PR #517, opened 2026-02-20
Fix #516 - hostname pruning

### LINKED ISSUE #516: Introduce host name pruning
There are issues with how host names are reported in data, see #459 for a longer discussion, but it stems from how nodes are configured, how slurm is configured, and how the back-end interprets the data.  Various hacks have been attempted but the principled solution that will work on many clusters is to strip host names down to their leaf element in Sonar and only report this.  This plays well with Slurm data and is easy to understand and implement.  Back-ends become simpler too (sonalyze has a significant amount of logic to deal with various ways of expressing host names).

■ **What the task requires**
Some lines contain the word "pruning". Pull each one out of the listing.

■ **Exercise response**
Fix #516 - hostname pruning
### LINKED ISSUE #516: Introduce host name pruning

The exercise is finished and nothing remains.